Suzuki Kosuke, Kitami Akihiko, Komiyama Shinsaku, Okada Momoka, Takamiya Shinnosuke, Ohashi Shinichi, Uematsu Shugo
Respiratory Disease Center, Showa University Northern Yokohama Hospital, Yokohama, Japan.
J Thorac Dis. 2024 Sep 30;16(9):5826-5834. doi: 10.21037/jtd-24-693. Epub 2024 Sep 26.

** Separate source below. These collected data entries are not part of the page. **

PR #1692, opened 2025-02-26
Feature widget optimization

light-source:


demos/cypress-shared/cypress/e2e/frictionless.cy.ts
```diff
@@ -65,7 +65,7 @@ describe("Captchas", () => {
 					expect(response?.body).to.have.property("error");
 				})
 				.then(() => {
-					cy.get('div[data-cy="button-human"]', { includeShadowDom: true })
+					cy.get(".captcha-checkbox", { includeShadowDom: true })
```
forgetso: The idea behind having dynamic classes is that they are slightly harder to automate. If you stick a class on called `.captcha-checkbox`, it makes it arbitrary. `data-cy` tags are stripped when bundling. Is this class necessary?

demos/cypress-shared/cypress/e2e/frictionless.cy.ts
```diff
@@ -99,6 +99,11 @@ describe("Captchas", () => {
 	});
 
 	it("Captchas load when 'I am human' is pressed", () => {
+		cy.intercept("POST", "**/prosopo/provider/client/captcha/frictionless").as(
+			"frictionless",
+		);
+		cy.wait("@frictionless", { timeout: 36000 });
```
forgetso, line 105: Why so long?

dev/config/src/webpack/webpack.config.ts
```diff
@@ -12,13 +11,26 @@ import path from "node:path";
...
+import fs from "node:fs";
+import path from "node:path";
 import HtmlWebpackPlugin from "html-webpack-plugin";
 import MiniCssExtractPlugin from "mini-css-extract-plugin";
 import NodePolyfillPlugin from "node-polyfill-webpack-plugin";
 import TerserPlugin from "terser-webpack-plugin";
 
 const moduleDirs = [path.resolve("./node_modules")];
 
+function resolveEntryFile(): string {
```
forgetso, line 24: Why is this needed?

packages/database/src/databases/provider.ts
```diff
@@ -851,20 +851,7 @@ export class ProviderDatabase
...
-										},
-									},
-									{
-										$convert: {
-											input: "$lastUpdatedTimestamp",
-											to: "date",
-										},
-									},
-								],
+								$lt: ["$storedAtTimestamp", "$lastUpdatedTimestamp"],
```
forgetso: Please don't change this comparison.

packages/types/src/client/user.ts
```diff
@@ -48,15 +48,7 @@ export interface IUserData {
 	originUrl: string;
 	settings?: IUserSettings;
 	updatedAtTimestamp?: Timestamp;
-	tierCheckoutId?: string; // prosopo (not stripe!) checkout session id / lock
```
forgetso: Please don't remove these. I think you may need to merge staging.

forgetso (changes requested):

demos/cypress-shared/cypress/e2e/frictionless.cy.ts
light-source: I've updated this to `data-cy`. 

FYI: atm the `data-cy` is present in the Live captcha output - e.g. check the preview inside the WordPress plugin. Also, search inside the project doesn't show any rules or code against 'data-cy'.

demos/cypress-shared/cypress/e2e/frictionless.cy.ts
light-source: I've used the same timeout as similar code in the same file, e.g.

```
it("An error is returned if captcha type is set to image and frictionless is used in the widget
...
cy.wait("@getCaptcha", { timeout: 36000 })
```

Let me know if I should change this, and maybe others to something else.

dev/config/src/webpack/webpack.config.ts
light-source: the `packages/procaptcha-bundle` package had `index.tsx`, but this extension became confusing since the file does not contain any React elements anymore. I've changed to '.ts', and had to improve the webpack config, which was setup to 'index.tsx' entries only.

packages/database/src/databases/provider.ts
light-source: My apologies, it seems I've overlooked this while merging your changes.

packages/types/src/client/user.ts
light-source: My bad again, sorry. I had no changes in this package, and during merge conflict resolution I was accepting your version in all such cases. Maybe this case was resolved automatically by IDE using some file timestamp after formatting, IDK. 

I'll be even more careful next time.

demos/cypress-shared/cypress/e2e/frictionless.cy.ts
forgetso: Sure, np

demos/cypress-shared/cypress/e2e/frictionless.cy.ts
forgetso: Hmm, that's strange. I thought it was removed in the bundle. See from our live site:

```
<input name="XRwOhYua" id="XRwOhYua" type="checkbox" aria-live="assertive" aria-label="I am human" class="procaptcha-1bnw6ba" style="width: 28px; height: 28px; min-width: 14px; min-height: 14px; top: auto; left: auto; opacity: 1; border-radius: 12.5%; appearance: none; cursor: pointer; margin: 15px; border: 1px solid rgb(189, 189, 189); flex: 1 1 0%;">
```

forgetso: https://prosopo.io/contact/

light-source: `<div style="max-width: 302px; min-height: 80px;" data-cy="button-human">` I still see it in the contact captcha

forgetso: My bad, could you please stick a condition on this attribute so that it only appears when `NODE_ENV !== production`?

PR #1696, opened 2025-03-03
Zod native enum bug workaround

goastler:
Zod native enum has an issue with the enum values being typed correctly. This works around the issue until I find a fix. These are the only two nativeEnums used in the shared types pkg I'm working on for the portal + api, so this is the mvp workaround


goastler:
moot, think I found a solution

PR #1697, opened 2025-03-03
Client hello

forgetso:


demos/provider-mock/src/api.ts
```diff
@@ -85,5 +88,153 @@ export function prosopoRouter(): Router {
...
+			!headers["x-tls-clienthello"] ||
+			!headers["x-tls-version"] ||
+			!headers["x-tls-server-name"]
+		) {
+			console.error("Missing required headers.");
+			return res.status(400).send("Missing required headers.");
+		}
+
+		// make sure the client hello message is a string
+		if (
```
goastler, line 109: aren't headers always string-string key/value maps?

demos/provider-mock/src/api.ts
```diff
@@ -85,5 +88,153 @@ export function prosopoRouter(): Router {
...
+	router.get("/test", async (req, res) => {
+		console.log(req.headers);
+		console.log(req.rawHeaders);
+
+		// Extract headers
+		const headers = req.headers;
+
+		// Validate headers
+		if (
+			!headers["x-tls-clienthello"] ||
```
goastler, line 100: should we just set the headers to '' rather than telling the caller they've not been set?

demos/provider-mock/src/api.ts
```diff
@@ -85,5 +88,153 @@ export function prosopoRouter(): Router {
...
+
+			// Debug: Check first few bytes
+			console.log(
+				"ClientHello First Bytes:",
+				clientHelloBuffer.slice(0, 5).toString("hex"),
+			);
+
+			// Check first byte after the initial 5
+			if (clientHelloBuffer[5] !== 0x01) {
+				return { error: "Invalid ClientHello message: First byte is not 0x01" };
```
goastler, line 133: same deal here, might be better off not telling the caller what's going on

packages/database/src/databases/client.ts
```diff
@@ -25,9 +26,9 @@ import { MongoDatabase } from "../base/index.js";
 
 const CLIENT_TABLES = [
 	{
-		collectionName: TableNames.emails,
-		modelName: "Email",
-		schema: UserDataSchema,
+		collectionName: TableNames.accounts,
+		modelName: "Account",
```
goastler, line 30: is this not going to move all the data?

packages/locale/src/i18nMiddleware.ts
```diff
@@ -12,14 +12,15 @@
...
+import type { RequestHandler } from "express";
 import { type HandleOptions, handle } from "i18next-http-middleware";
 import loadI18next from "./loadI18next.js";
 
 async function i18nMiddleware(
 	options: HandleOptions,
 ): Promise<ReturnType<typeof handle>> {
 	const i18n = await loadI18next(true);
-	return handle(i18n, { ...options });
+	return handle(i18n, { ...options }) as RequestHandler;
```
goastler: is this needed? I thought this was resolved with an npm i

packages/provider/src/api/ja4.ts
```diff
@@ -0,0 +1,156 @@
...
+		!headers["x-tls-version"] ||
+		!headers["x-tls-server-name"]
+	) {
+		logger.error("Missing required headers.");
+		return { error: "Missing required headers." };
+	}
+
+	// make sure the client hello message is a string
+	if (
+		typeof headers["x-tls-clienthello"] !== "string" ||
```
goastler: see comments on provider mock version

packages/types-database/src/types/client.ts
```diff
@@ -43,8 +43,74 @@ export const UserDataSchema: mongoose.Schema<UserDataRecord> = new Schema({
 	updatedAtTimestamp: Number,
 });
 
+type User = {
```
goastler, line 46: do these need to be in here? wrt types, everything should be in private by default unless needed by the provider imo

goastler (dismissed):

demos/provider-mock/src/api.ts
forgetso: they are `string` or `string[]`

demos/provider-mock/src/api.ts
forgetso: yeah, probably, and then do something with null JA4 hashes later.

packages/database/src/databases/client.ts
forgetso: the data is already moved. This code is no longer functional because emails was migrated to accounts

packages/locale/src/i18nMiddleware.ts
forgetso: correct, removed.

packages/provider/src/api/ja4.ts
forgetso: I've fixe this in the provider code. Provider-mock API stuff is just for us testing without having to run a provider.

packages/types-database/src/types/client.ts
forgetso: I could remove the client getter job and then these wouldn't be needed. We'd be relying on the API `registerSiteKey` stuff always working in this case. Shall I remove?

demos/provider-mock/src/api.ts
forgetso: set to default empty strings if not present

HughParry (approved):

PR #1715, opened 2025-03-11
vector config

goastler:
- **enable healthchecks**
- **add batch config to caddy sink**
- **don't print caddy config**


goastler:
this is in the 2.5.1 rel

Currently, surgery for primary spontaneous pneumothorax (PSP) is performed by bullectomy using a stapler with complete video-assisted thoracic surgery (cVATS). However, the postoperative recurrence rate (RR) of PSP is high in young men. The factors of postoperative PSP recurrence are the formation of postoperative bulla neogenesis (POBN) around the staple line, pleural injury caused by forceps for VATS, and bulla overlooked with a thoracoscope. We attempted nonstapling bullectomy with one-port-one-window (1p-1w) by using hybrid VATS (hVATS) to reduce postoperative RR. This study aimed to evaluate nonstapling bullectomy by manual suturing for young male patients with PSP compared with bullectomy by cVATS.

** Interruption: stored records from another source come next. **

PR #1740, opened 2025-03-24
Feature: Captcha invisible mode

HughParry:


packages/procaptcha-bundle/src/util/widgetFactory.ts
```diff
@@ -54,8 +56,20 @@ class WidgetFactory {
 		const widgetTheme =
 			"light" === renderOptions.theme ? lightTheme : darkTheme;
 
-		const widgetInteractiveArea =
-			this.widgetSkeletonFactory.createWidgetSkeleton(container, widgetTheme);
+		let widgetInteractiveArea: HTMLElement;
+
+		// Don't create the widget skeleton if the mode is invisible
+		if (!invisible) {
```
forgetso: I'd probably prefer `if (invisible)` instead of `if not`

packages/procaptcha-frictionless/src/ProcaptchaFrictionless.tsx
```diff
@@ -31,11 +33,16 @@ import customDetectBot from "./customDetectBot.js";
 
 const renderPlaceholder = (
 	theme: string | undefined,
+	mode: ModeType,
 	errorMessage: string | undefined,
 ) => {
 	const { t } = useTranslation();
 	const checkboxTheme = "light" === theme ? lightTheme : darkTheme;
 
+	if (mode === "invisible") {
```
forgetso, line 42: enum or string literal would be better for `invisible`

packages/procaptcha-pow/src/components/ProcaptchaWidget.tsx
```diff
@@ -41,6 +44,41 @@ const Procaptcha = (props: ProcaptchaProps) => {
 		}
 	}, [config.language]);
 
+	// Add event listener for the execute event (works for invisible mode)
+	useEffect(() => {
+		// Only set up event listener if in invisible mode
+		if (config.mode === "invisible") {
```
forgetso: enum / type

forgetso: since you're using Zod you can use `Mode.Values.invisible` or something like that

forgetso (changes requested):
Small changes

PR #1746, opened 2025-03-25
Env per captcha type in demos

HughParry:


HughParry:
Closing since we have this in prod already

From January 2012 to December 2022, we retrospectively reviewed the medical records of 259 male patients aged ≤25 years who underwent initial surgery for PSP and compared them between two groups, with staple use (S+) or by manual suturing without staple use (S-). RR, operative time, blood loss, and postoperative hospitalization period were examined in both groups.

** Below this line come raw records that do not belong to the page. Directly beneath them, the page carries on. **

PR #1754, opened 2025-03-26
Feature framework integrations

light-source:


dev/lint/src/refs.ts
```diff
@@ -23,183 +24,220 @@ import z from "zod";
 type File = { path: string; content: any };
 
 // biome-ignore lint/suspicious/noExplicitAny: <explanation>
-const readJson = (filePath: string): any => {
+const parseJsonFile = (filePath: string): any => {
```
HughParry: Since we're refactoring!

1. Remove brackets and return from arrow funcs that immediately return
2. Change any for something else (probably unknown instead) and remove the biome ignore

HughParry: Same goes for other funcs in this file with the same issues

integration/frameworks/angular/angular-procaptcha-wrapper/package.json
```diff
@@ -0,0 +1,41 @@
...
+		}
+	},
+	"scripts": {
+		"test": "echo \"No test specified\"",
+		"clean": "del-cli ./dist",
+		"build": "ng-packagr -p ng-package.json",
+		"dev": "npm run build -- --watch"
+	},
+	"dependencies": {
+		"@prosopo/procaptcha-wrapper": ">=2.5.4"
```
HughParry, line 25: deps should be pinned. They get bumped by the github actions bump action

integration/frameworks/angular/angular-procaptcha-wrapper/package.json
```diff
@@ -0,0 +1,41 @@
+{
+	"name": "@prosopo/angular-procaptcha-wrapper",
+	"version": "1.0.0",
```
HughParry, line 3: As with other package.jsons, keep the versions in line with current versions for packages. This makes bumps and releases easier

integration/frameworks/react/react-procaptcha-integration-demo/src/app.tsx
```diff
@@ -0,0 +1,42 @@
...
+		}
+
+		throw new Error("root element is not found");
+	}
+
+	protected renderProcaptcha(rootElement: Element): void {
+		const reactRoot = ReactDOM.createRoot(rootElement);
+
+		reactRoot.render(
+			<React.StrictMode>
```
HughParry: If we end up using this for e2e tests then we need to make sure that it's run in production, since strictmode will cause double renders which won't play nicely with cypress (unless accounted for of course!)

integration/frameworks/react/react-procaptcha-integration-demo/src/integrationDemo.tsx
```diff
@@ -0,0 +1,41 @@
...
+// Unless required by applicable law or agreed to in writing, software
+// distributed under the License is distributed on an "AS IS" BASIS,
+// WITHOUT WARRANTIES OR CONDITIONS OF ANY KIND, either express or implied.
+// See the License for the specific language governing permissions and
+// limitations under the License.
+
+import { ProcaptchaComponent } from "@prosopo/react-procaptcha-wrapper";
+import React from "react";
+
+class IntegrationDemo extends React.Component {
```
HughParry: Could we use react functional components here instead of classes please

integration/frameworks/react/react-procaptcha-wrapper/src/procaptchaComponent.tsx
```diff
@@ -0,0 +1,58 @@
...
+
+type ProcaptchaComponentProperties = ProcaptchaRenderOptions & {
+	htmlAttributes: React.DetailedHTMLProps<
+		React.HTMLAttributes<HTMLDivElement>,
+		HTMLDivElement
+	>;
+};
+
+class ProcaptchaComponent extends React.Component<ProcaptchaComponentProperties> {
+	private readonly elementRef: React.RefObject<HTMLDivElement>;
```
HughParry: Use createRef instead

integration/frameworks/react/react-procaptcha-wrapper/src/procaptchaComponent.tsx
```diff
@@ -0,0 +1,58 @@
...
+import React from "react";
+
+type ProcaptchaComponentProperties = ProcaptchaRenderOptions & {
+	htmlAttributes: React.DetailedHTMLProps<
+		React.HTMLAttributes<HTMLDivElement>,
+		HTMLDivElement
+	>;
+};
+
+class ProcaptchaComponent extends React.Component<ProcaptchaComponentProperties> {
```
HughParry: Should be react functional components instead

integration/frameworks/react/react-procaptcha-wrapper/src/procaptchaComponent.tsx
```diff
@@ -0,0 +1,58 @@
...
+	private readonly elementRef: React.RefObject<HTMLDivElement>;
+
+	constructor(properties: ProcaptchaComponentProperties) {
+		super(properties);
+
+		this.elementRef = React.createRef();
+	}
+
+	public override componentDidMount(): void {
```
HughParry: we can just use useEffect hooks here instead

integration/frameworks/react/react-procaptcha-wrapper/src/procaptchaComponent.tsx
```diff
@@ -0,0 +1,58 @@
...
+		this.renderProcaptcha();
+	}
+
+	public override render(): React.ReactNode {
+		const { htmlAttributes = {} } = this.props;
+
+		return <div ref={this.elementRef} {...htmlAttributes} />;
+	}
+
+	protected async renderProcaptcha(): Promise<void> {
```
HughParry: Could this component instead look something like:

```
function ProcaptchaComponent(props) {
  const { htmlAttributes } = props
  const elementRef = useRef(null)

  useEffect(() => {
    const renderCaptcha = async () => {
        await renderProcaptcha(elementRef.current, props);
    };
    
    renderCaptcha()
  }, [props])

  return <div ref={elementRef} {...htmlAttributes} />
}
```

package.json
```diff
@@ -55,7 +55,7 @@
 		"docker:rust": "f() { if [ \"$CI\" = \"true\" ]; then FLAGS=''; else FLAGS='-it'; fi ; mkdir -p node_modules/cargo-cache && docker run --rm $FLAGS -u $(id -u):$(id -g) --cpu-quota=-1 -v $PWD:/src -v $PWD/node_modules/cargo-cache:/usr/local/cargo/registry prosopo/cargo-contract:4.1.1 \"export RUST_BACKTRACE=1; $@\" ;}; f",
 		"lint-changed:js": "npm run --silent lint:js -- --changed",
 		"lint-changed-fix:js": "npm run --silent lint-fix:js -- --changed",
-		"lint:version": "npm run -w @prosopo/lint version -- $(pwd)/package.json",
+		"lint:version": "npm run -w @prosopo/lint version -- --file=$(pwd)/package.json --exclude='integration/'",
```
HughParry, line 58: By pinning to name versions you can drop this change

package.json
```diff
@@ -95,6 +101,7 @@
 		"depcheck": "1.4.7",
 		"htmlhint": "1.1.4",
 		"husky": "9.1.7",
+		"lerna": "^8.2.1",
```
HughParry: pin deps

packages/locale/package.json
```diff
@@ -29,7 +29,7 @@
 		"i18next-chained-backend": "4.6.2",
 		"i18next-fs-backend": "2.6.0",
 		"i18next-http-backend": "3.0.2",
-		"i18next-http-middleware": "3.7.1",
+		"i18next-http-middleware": "3.6.0",
```
HughParry, line 32: chat to Chris on this one

packages/procaptcha-bundle/src/util/configCreator.ts
```diff
@@ -22,7 +22,7 @@ import {
 function createConfig(
 	siteKey?: string,
 	theme: "light" | "dark" = "light",
-	language?: typeof LanguageSchema,
+	language?: (typeof Languages)[number],
```
HughParry: Why?

packages/procaptcha-wrapper/src/index.ts
```diff
@@ -0,0 +1,50 @@
...
+import type { Languages } from "@prosopo/locale";
+import type { CaptchaType, ProcaptchaRenderOptions } from "@prosopo/types";
+import {
+	type RenderProcaptchaFunction,
+	loadRenderProcaptchaScript,
+} from "./renderProcaptcha.js";
+
+let renderFunction: RenderProcaptchaFunction;
+
+export const renderProcaptcha = async (
```
HughParry: Define renderProcaptcha elsewhere and export it from index.ts please

packages/procaptcha-wrapper/vite.config.ts
```diff
@@ -0,0 +1,29 @@
...
+//
+// Unless required by applicable law or agreed to in writing, software
+// distributed under the License is distributed on an "AS IS" BASIS,
+// WITHOUT WARRANTIES OR CONDITIONS OF ANY KIND, either express or implied.
+// See the License for the specific language governing permissions and
+// limitations under the License.
+
+import { createIntegrationViteConfig } from "@prosopo/procaptcha-integration-build-config";
+
+export default createIntegrationViteConfig({
```
HughParry, line 17: Might be easier to extend the vite frontend config here

HughParry (changes requested):

packages/procaptcha-bundle/src/util/configCreator.ts
light-source: because I needed to get rid of Zod in the [schema definition](https://github.com/prosopo/captcha/blob/17803a75556dae239289740cf9e312ebab05f69f/packages/types/src/procaptcha-bundle/index.ts), to make it portable.
In this case, I just repeated the same for compatibility.

integration/frameworks/angular/angular-procaptcha-wrapper/package.json
light-source: That's an intended one. In the current setup, procaptcha-wrapper's version will be in sync with the project one, while integrations will get new versions only when they are updated. 

I've used `>`, so the customers keep using the latest `renderOptions` when your project gets version 3.x and later.

Have you seen [the readme](https://github.com/prosopo/captcha/blob/17803a75556dae239289740cf9e312ebab05f69f/integration/readme.md) with the approach explanation?

integration/frameworks/angular/angular-procaptcha-wrapper/package.json
light-source: That's an intended one. 

Please check [the readme](https://github.com/prosopo/captcha/blob/17803a75556dae239289740cf9e312ebab05f69f/integration/readme.md) with the approach explanation

packages/procaptcha-wrapper/vite.config.ts
light-source: This case requires `vite-plugin-dts` usage and specific settings for it, which is missing in the `dev/config` package.

Reusing integration config seems better imho.

packages/locale/package.json
light-source: @forgetso Is it okay for you to have `i18next-http-middleware` as `3.6.0` instead of `3.7.1`?

As I mentioned in Slack, the reason for this change is matching the project's `@types/express-server-static-core` dependency version. 

 `i18next-http-middleware@3.7.1` requires `v5` , meanwhile  `i18next-http-middleware@3.6.0` is `v4`.

forgetso: Yes, this is fine.

packages/procaptcha-wrapper/vite.config.ts
forgetso: Our frontend vite config is full of all sorts of custom stuff for the bundle so a new one here is potentially ok. Is it a circular dep tho?

light-source: No, it isn't a circular one. The integration build config doesn't have any dependencies at all.

light-source: (I mean to the procaptcha packages. From the external it has vite for sure)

The median operative time was 81 and 63 min in the S- and S+ groups, respectively (P<0.001), with the S- group tending to be statistically significantly longer. The mean intraoperative blood loss was 1.61 and 2.11 mL in the S- and S+ groups, respectively (P=0.003). The median postoperative hospitalization period was 4 days in both groups (P=0.32). Recurrences occurred in 8 (7.1%) and 14 patients (12.2%) in the S- and S+ groups, respectively [odds ratio (OR) =0.55; 95% confidence interval (CI): 0.22-1.37; P=0.19]. In patients aged <20 years, 5 (6.6%) and 10 (14.1%) patients had a recurrence in the S- and S+ groups, respectively (OR =0.42; 95% CI: 0.13-1.32; P=0.13).
Compared with stapling bullectomy, nonstapling bullectomy with small thoracotomy for young male patients with PSP had lesser RR. This procedure is beneficial in reducing postoperative recurrence and is one of the surgical choices for young male patients with PSP.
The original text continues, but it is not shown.